Fortunately, Celebrity Guest Host Andy Berg and Lewis, a man who single-handedly beat up an entire college acapella squad and then tossed them into Lake Michigan because he felt their version of In The Navy was some stolen valor bullshit, will be there to keep it cool. There will obviously be cold beers and mixers to beat that heat as well. And if you do well enough at Trivia, those frosty beverages might even be free. 

So get to the Up & Under tonight for your chance to win. The show starts at 7pm. See you there.

 

The Trivia Boys of Summer

Rejoice! Trivia Players! This is one of those great weeks during which we have all of the questions and answers written before the week even starts. I don’t want to say that after nine and a half years, we’re organized. But, we’re getting there. 

Perhaps it’s the chill vibes of summer that have enabled us to achieve this fete. But then again, it’s not like Lewis had his laptop at the beach.
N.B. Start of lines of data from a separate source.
PR #3770, opened 2017-11-01
Cpx SV PR series, part-7: Finetune multiple/chimeric alignment of a single assembly contig

SHuang-Broad:
for multiple alignment fine tuning for 
* sending back some contigs back to the 2 alignment logic tree, as handled by #3752 , and 
* capturing more incomplete picture assemblies, and 
* sending the assembly contig seemingly has a complete picture down the multiple alignment logic tree, which is being finalized.

To be merged after #3752 is reviewed.

Code for hooking it up exists and is minimal.

### DIFF
--- a/src/main/java/org/broadinstitute/hellbender/tools/spark/sv/discovery/prototype/AssemblyContigAlignmentSignatureClassifier.java
+++ b/src/main/java/org/broadinstitute/hellbender/tools/spark/sv/discovery/prototype/AssemblyContigAlignmentSignatureClassifier.java
@@ -1,6 +1,5 @@
 package org.broadinstitute.hellbender.tools.spark.sv.discovery.prototype;
 
-import com.google.common.annotations.VisibleForTesting;
 import htsjdk.samtools.SAMSequenceDictionary;
 import org.apache.logging.log4j.Logger;
 import org.apache.spark.api.java.JavaRDD;
@@ -10,14 +9,16 @@ import org.broadinstitute.hellbender.tools.spark.sv.discovery.AlignmentInterval;
 import org.broadinstitute.hellbender.tools.spark.sv.discovery.ChimericAlignment;
 import org.broadinstitute.hellbender.tools.spark.sv.discovery.StrandSwitch;
 import org.broadinstitute.hellbender.tools.spark.sv.utils.RDDUtils;
-import org.broadinstitute.hellbender.utils.SimpleInterval;
 import org.broadinstitute.hellbender.utils.Utils;
 import scala.Tuple2;
 
-import java.util.EnumMap;
-import java.util.List;
+import java.util.*;
+import java.util.stream.Collectors;
 
 final class AssemblyContigAlignmentSignatureClassifier {
+
+    public static final int ALIGNMENT_MAPQUAL_THREHOLD = 20;
+    public static final int ALIGNMENT_READSPAN_THRESHOLD = 10;
 
     enum RawTypes {
         InsDel,                 // 2 alignments, indicating ins/del, simple duplication expansion/contractions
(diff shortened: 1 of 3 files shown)


src/main/java/org/broadinstitute/hellbender/tools/spark/sv/discovery/prototype/TempMultipleAlignmentsReclassifier.java
```diff
@@ -0,0 +1,211 @@
...
+        return new Tuple2<>(selectedAlignments, lowUniquenessMappings);
+    }
+
+    /**
+     * Each alignment has an entry of a tuple2, one for max overlap front, one for max overlap rear,
+     * max overlap front is a tuple2 registering the index and overlap bases count
+     */
+    private static List<Tuple2<Tuple2<Integer, Integer>, Tuple2<Integer, Integer>>> getMaxOverlapPairs(final List<AlignmentInterval> selectedAlignments) {
+
+        final List<Tuple2<Tuple2<Integer, Integer>, Tuple2<Integer, Integer>>> maxOverlapMap =
```
cwhelan: I'd make this be a `Map<AlignmentInterval, Tuple2<>>` instead of a `List`.

cwhelan: Actually, I think two maps might be better, one for "front" overlap and one for "rear". Then return a tuple2 of the two maps.

src/main/java/org/broadinstitute/hellbender/tools/spark/sv/discovery/prototype/TempMultipleAlignmentsReclassifier.java
```diff
@@ -0,0 +1,211 @@
...
+                new ArrayList<>(Collections.nCopies(selectedAlignments.size(), new Tuple2<>(new Tuple2<>(-1, -1), new Tuple2<>(-1, -1))));
```
cwhelan: If you use maps you don't have to initialize stuff with fake values.

src/main/java/org/broadinstitute/hellbender/tools/spark/sv/discovery/prototype/TempMultipleAlignmentsReclassifier.java
```diff
@@ -0,0 +1,211 @@
...
+
+        for(int i = 0; i < selectedAlignments.size() - 1; ++i) {
+            final AlignmentInterval cur = selectedAlignments.get(i);
+            int maxOverlap = -1;
+            int maxOverlapIdx = -1;
+            for (int j = i + 1; j < selectedAlignments.size(); ++j) {
+                final int overlap = AlignmentInterval.overlapOnContig(cur, selectedAlignments.get(j));
+                if (overlap > 0) {
+                    maxOverlap = Math.max(maxOverlap, overlap);
+                    maxOverlapIdx = j;
```
cwhelan: I might be confused about the logic but don't you only want to change the index if this overlap is in fact the max? Ie what if the previous statement left `maxOverlap` unchanged, do you still want to change `maxOverlapIdx`?

src/main/java/org/broadinstitute/hellbender/tools/spark/sv/discovery/prototype/TempMultipleAlignmentsReclassifier.java
```diff
@@ -0,0 +1,211 @@
...
+                }
+                else // following ones, as guaranteed by the ordering of alignments in the contig, cannot overlap
+                    break;
```
cwhelan: I think braces would be helpful

src/main/java/org/broadinstitute/hellbender/tools/spark/sv/discovery/prototype/TempMultipleAlignmentsReclassifier.java
```diff
@@ -0,0 +1,211 @@
...
+            final AlignmentInterval cur = selectedAlignments.get(i);
+            int maxOverlap = -1;
+            int maxOverlapIdx = -1;
+            for (int j = i + 1; j < selectedAlignments.size(); ++j) {
+                final int overlap = AlignmentInterval.overlapOnContig(cur, selectedAlignments.get(j));
+                if (overlap > 0) {
+                    maxOverlap = Math.max(maxOverlap, overlap);
+                    maxOverlapIdx = j;
+                }
+                else // following ones, as guaranteed by the ordering of alignments in the contig, cannot overlap
```
cwhelan: I'm also a little confused about this logic. What if the first alignment doesn't overlap this one (say this one is no. 4) but alignments no. 2 and 3 do?

src/main/java/org/broadinstitute/hellbender/tools/spark/sv/discovery/prototype/TempMultipleAlignmentsReclassifier.java
```diff
@@ -0,0 +1,211 @@
...
+
+    /**
+     * Preprocess provided {@code originalConfiguration} of a particular contig and return a configuration after operation.
+     * Note that "original" is meant to be possibly different from the returned configuration,
+     * but DOES NOT mean the alignments of the contig as given by the aligner, i.e. the configuration should be
+     * one of the best given by {@link FilterLongReadAlignmentsSAMSpark#pickBestConfigurations(AlignedContig, Set, Double)}.
+     *
+     * Note that the configuration after this preprocessing may not even have the same number of alignment as in input configuration.
+     */
+    static Tuple2<List<AlignmentInterval>, List<AlignmentInterval>> fineTuneAlignments(final List<AlignmentInterval> originalConfiguration,
```
cwhelan: I'd rename this method to something more specific -- `removeNonUniqueMappings`? -- and add some documentation on what the return value is.

src/main/java/org/broadinstitute/hellbender/tools/spark/sv/discovery/prototype/TempMultipleAlignmentsReclassifier.java
```diff
@@ -0,0 +1,211 @@
...
+            if (alignment.mapQual >= mapQThresholdInclusive)
+                selectedAlignments.add(alignment);
+            else
+                lowUniquenessMappings.add(alignment);
+        }
+
+        // second pass, the slower one, is to remove alignments offering low READ UNIQUENESS,
+        // i.e. with only a very short part of the read being uniquely explained by this particular alignment;
+        // the steps are:
+        //      search bi-directionally until cannot find overlap any more, subtract from it all overlaps.
```
cwhelan: "subtract the overlap from the distance covered on the contig by the alignment"

src/main/java/org/broadinstitute/hellbender/tools/spark/sv/discovery/prototype/TempMultipleAlignmentsReclassifier.java
```diff
@@ -0,0 +1,211 @@
...
+        // max overlap front is a tuple2 registering the index and overlap bases count
+        final List<Tuple2<Tuple2<Integer, Integer>, Tuple2<Integer, Integer>>> maxOverlapMap =
+                getMaxOverlapPairs(selectedAlignments);
+
+        final List<Integer> idxToRemove = new ArrayList<>(selectedAlignments.size());
+        for (int i = 0; i < selectedAlignments.size(); ++i) {
+            final AlignmentInterval cur = selectedAlignments.get(i);
+            final Tuple2<Tuple2<Integer, Integer>, Tuple2<Integer, Integer>> maxOverlapFrontAndRear = maxOverlapMap.get(i);
+            final int maxOverlapFront = Math.max(0, maxOverlapFrontAndRear._1._2);
+            final int maxOverlapRead = Math.max(0, maxOverlapFrontAndRear._2._2);
```
cwhelan: should this be `maxOverlapRear`?

src/main/java/org/broadinstitute/hellbender/tools/spark/sv/discovery/prototype/TempMultipleAlignmentsReclassifier.java
```diff
@@ -0,0 +1,211 @@
...
+            if (uniqReadSpan < uniqReadLenInclusive)
+                idxToRemove.add(i);
+        }
+
+        if ( idxToRemove.isEmpty() )
+            return new Tuple2<>(selectedAlignments, lowUniquenessMappings);
+
+        // removing in reverse order so that iterators are not invalidated if we were to remove from start
+        final ListIterator<Integer> rit = idxToRemove.listIterator(idxToRemove.size());
+        while (rit.hasPrevious()) {
```
cwhelan: Do you want alignments being filtered at this step to be added to `lowUniquenessMappings`? It doesn't look like they are right now.

src/main/java/org/broadinstitute/hellbender/tools/spark/sv/discovery/prototype/TempMultipleAlignmentsReclassifier.java
```diff
@@ -0,0 +1,211 @@
...
+
+            final int uniqReadSpan = cur.endInAssembledContig - cur.startInAssembledContig + 1 - maxOverlapFront - maxOverlapRead;
+            if (uniqReadSpan < uniqReadLenInclusive)
+                idxToRemove.add(i);
+        }
+
+        if ( idxToRemove.isEmpty() )
+            return new Tuple2<>(selectedAlignments, lowUniquenessMappings);
+
+        // removing in reverse order so that iterators are not invalidated if we were to remove from start
```
cwhelan: It's ok to remove via iterator if traversing forward. I think you could do this all in one loop instead of re-iterating over the list. Just iterate over selected alignments, test the overlap from the, and remove it via the iterator if the overlap is too high.

src/main/java/org/broadinstitute/hellbender/tools/spark/sv/discovery/prototype/TempMultipleAlignmentsReclassifier.java
```diff
@@ -0,0 +1,211 @@
...
+            return true;
+
+        if (head.forwardStrand) {
+            return referenceSpanHead.getStart() >= referenceSpanTail.getStart();
+        } else {
+            return referenceSpanHead.getEnd() <= referenceSpanHead.getEnd();
+        }
+    }
+
+    private static boolean isNonInformative(final Tuple3<Boolean, AlignedContig, List<String>> tigInfo) {
```
cwhelan: I'd just make this `Tuple3` into a little class, then you don't need these extra methods to decode their entries.

src/main/java/org/broadinstitute/hellbender/tools/spark/sv/discovery/prototype/TempMultipleAlignmentsReclassifier.java
```diff
@@ -0,0 +1,211 @@
...
+        final JavaPairRDD<AlignedContig, List<String>> multipleAlignmentsIncompletePicture =
+                multipleAlignments.filter(pair -> hasIncomePicture(pair._1));
+        final JavaPairRDD<AlignedContig, List<String>> multipleAlignmentsCompletePicture =
+                multipleAlignments.filter(pair -> !hasIncomePicture(pair._1));
+
+        return new Tuple4<>(garbage, multipleAlignmentsIncompletePicture.keys(),
+                twoAlignments, multipleAlignmentsCompletePicture);
+    }
+
+    private static boolean hasIncomePicture(final AlignedContig contigWithMultipleAlignments) {
```
cwhelan: `hasIncompletePicture`? Or as I suggested before maybe something more explicit like `doesNotContainDuplicationBreakpoints`?

src/main/java/org/broadinstitute/hellbender/tools/spark/sv/discovery/prototype/TempMultipleAlignmentsReclassifier.java
```diff
@@ -0,0 +1,211 @@
...
+                        contigWithMultipleAlignments.toString());
+
+        final AlignmentInterval head = contigWithMultipleAlignments.alignmentIntervals.get(0),
+                                tail = contigWithMultipleAlignments.alignmentIntervals.get(contigWithMultipleAlignments.alignmentIntervals.size()-1);
+
+        // tail not resuming the "direction of flow" started by head
+        if ( !head.referenceSpan.getContig().equals(tail.referenceSpan.getContig()) || head.forwardStrand != tail.forwardStrand)
+            return true;
+
+        // reference span anomaly
```
cwhelan: Can you expand this comment more? Especially since the next block of code is based on a variable named `refSpanAnomaly`.. how does that differ from this check?

src/main/java/org/broadinstitute/hellbender/tools/spark/sv/discovery/prototype/TempMultipleAlignmentsReclassifier.java
```diff
@@ -0,0 +1,211 @@
...
+                             referenceSpanTail = tail.referenceSpan;
+        if (referenceSpanHead.contains(referenceSpanTail) || referenceSpanTail.contains(referenceSpanHead))
+            return true;
+
+        final boolean refSpanAnomaly =
+                contigWithMultipleAlignments.alignmentIntervals
+                        .subList(1, contigWithMultipleAlignments.alignmentIntervals.size() - 1)
+                        .stream().map(ai -> ai.referenceSpan)
+                        .anyMatch( middle -> { // middle alignments' ref span either disjoint from head/tail, or completely contained in head/tail ref span
+                            final boolean badHead = middle.overlaps(referenceSpanHead) && !referenceSpanHead.contains(middle);
```
cwhelan: you're saying a middle alignment is bad if it overlaps the head and isn't contained by it? That's not what I was expecting. Is that what you want (or am I misreading something)? Can you explain further what the reference span anomaly is in this case?

src/main/java/org/broadinstitute/hellbender/tools/spark/sv/discovery/prototype/TempMultipleAlignmentsReclassifier.java
SHuang-Broad: done

src/main/java/org/broadinstitute/hellbender/tools/spark/sv/discovery/prototype/AssemblyContigAlignmentSignatureClassifier.java
```diff
@@ -10,174 +9,413 @@
...
+    // below are dummy predicates
+    private static boolean isInformative(final AssemblyContigWithFineTunedAlignments contig) {
+        return contig.isInformative();
+    }
+
+    private static boolean hasOnly2GoodAlignments(final AssemblyContigWithFineTunedAlignments contig) {
+        return contig.hasOnly2GoodAlignments();
+    }
+
+    private static boolean hasIncomePicture(final AssemblyContigWithFineTunedAlignments contig) {
```
cwhelan: `hasIncompletePicture`

src/main/java/org/broadinstitute/hellbender/tools/spark/sv/discovery/prototype/AssemblyContigAlignmentSignatureClassifier.java
```diff
@@ -10,174 +9,413 @@
...
+
+        return ChimericAlignment.isLikelySimpleTranslocation(first, last, StrandSwitch.NO_SWITCH);
+    }
+
+    //==================================================================================================================
+    // FOR ASSEMBLY CONTIGS WITH MORE THAN TWO ALIGNMENTS
+
+    /**
+     * convenience struct holding 4 classes:
+     *      1) non-informative contigs who after fine tuning has 0 or 1 good alignment left
```
cwhelan: Just for ease of reading it'd be nice to order the lines of this comment in the same order as the fields and constructor params in the code.

src/main/java/org/broadinstitute/hellbender/tools/spark/sv/discovery/prototype/AssemblyContigAlignmentSignatureClassifier.java
```diff
@@ -10,174 +9,413 @@
...
+        // i.e. with only a very short part of the read being uniquely explained by this particular alignment;
+        // the steps are:
+        //      search bi-directionally until cannot find overlap any more,
+        //      subtract the overlap from the distance covered on the contig by the alignment.
+        //      This gives unique read region it explains.
+        //      If this unique read region is "short": shorter than {@code uniqReadLenInclusive}), drop it.
+
+        // each alignment has an entry of a tuple2, one for max overlap maxFront, one for max overlap maxRear,
+        // max overlap maxFront is a tuple2 registering the index and overlap bases count
+        final List<MaxOverlapInfo> maxOverlapMap = getMaxOverlapPairs(selectedAlignments);
```
cwhelan: I still think this would be nicer as a `Map<AlignmentInterval, MaxOverlapInfo>` -- then you wouldn't need your `k` index variable -- but I won't insist if you like it this way better.

src/main/java/org/broadinstitute/hellbender/tools/spark/sv/discovery/prototype/AssemblyContigAlignmentSignatureClassifier.java
```diff
@@ -10,174 +9,413 @@
...
-                        contigWithOnlyOneConfigAnd2AlnToSameChr.toString());
-        return contigWithOnlyOneConfigAnd2AlnToSameChr.alignmentIntervals.get(0).forwardStrand
-                ^
-                contigWithOnlyOneConfigAnd2AlnToSameChr.alignmentIntervals.get(1).forwardStrand;
+    private static final class MaxOverlapInfo {
+        final Tuple2<Integer, Integer> maxFront; // 1st holds index pointing to another alignment before this, 2nd holds the count of overlapping bases
+        final Tuple2<Integer, Integer> maxRear;  // same intention as above, but for alignments after this
+
+        MaxOverlapInfo() {
+            maxFront = new Tuple2<>(-1, -1);
```
cwhelan: Again, this is just for clarity and not mandatory, but what if you made `MaxOverlapInfo` have the following fields:

`AlignmentInterval maxFrontOverlapper`
`int maxFrontOverlap`
`AlignmentInterval maxRearOverlapper`
`int maxRearOverlap`

Then you don't have int indices..

src/main/java/org/broadinstitute/hellbender/tools/spark/sv/discovery/prototype/AssemblyContigAlignmentSignatureClassifier.java
SHuang-Broad: done with some reordering. The old order was carried-over from the original bad tuple implementation.

src/main/java/org/broadinstitute/hellbender/tools/spark/sv/discovery/prototype/AssemblyContigAlignmentSignatureClassifier.java
SHuang-Broad: done

src/main/java/org/broadinstitute/hellbender/tools/spark/sv/discovery/prototype/AssemblyContigAlignmentSignatureClassifier.java
SHuang-Broad: done. I wish Java have something similar to the `zip` function in Python....

src/main/java/org/broadinstitute/hellbender/tools/spark/sv/discovery/prototype/AssemblyContigAlignmentSignatureClassifier.java
SHuang-Broad: The index is actually used in the implementation that uses it to retrieve from the old list implementation. Again, I hope there's a `zip`...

His toes getting little rhythmic smooches from the waves while he bangs out questions and crafts a moon landing conspiracy about how if you look at the reflection in the visor of Buzz Aldrin’s spaceman helmet you can clearly see Dick Cheney watching .gifs of September 11 attacks while jerking off with salt. 

Maybe it was Nick, really capturing the essence of summer and embracing the sun bleached streaks in his beard. You’d think by the looks of those natural, tropical highlights he’s been doing summer right. 

And what about me? You might think I’m milking every last moment out of summer, bouncing from cook out to cook out, with the top off the Jeep, skipping between tracks on the Soko album I Thought I Was an Alien, Ragana’s You Take Nothing and Destruction, Not Reformation by Book of Sand, a Coors Light Party Ball riding shotgun and just waiting to be cracked open. 

C’mon, you know trivia is an indoor sport. This week we put in the work and you’re all going to reap the benefits. Nick is kicking it off at Company Brewing. As league play rolls on, he’s bringing extra summertime heat with categories like Know Your Produce, Catholicism and Celebrity Vineyards. All that starts tonight at 7pm.   

As for Nick’s summertime look, I can tell you that with Sun In Tropical Breeze spray-in hair lightener it’s Sun In, salon out. He’s also stacked like six layers of bronzer on that skin.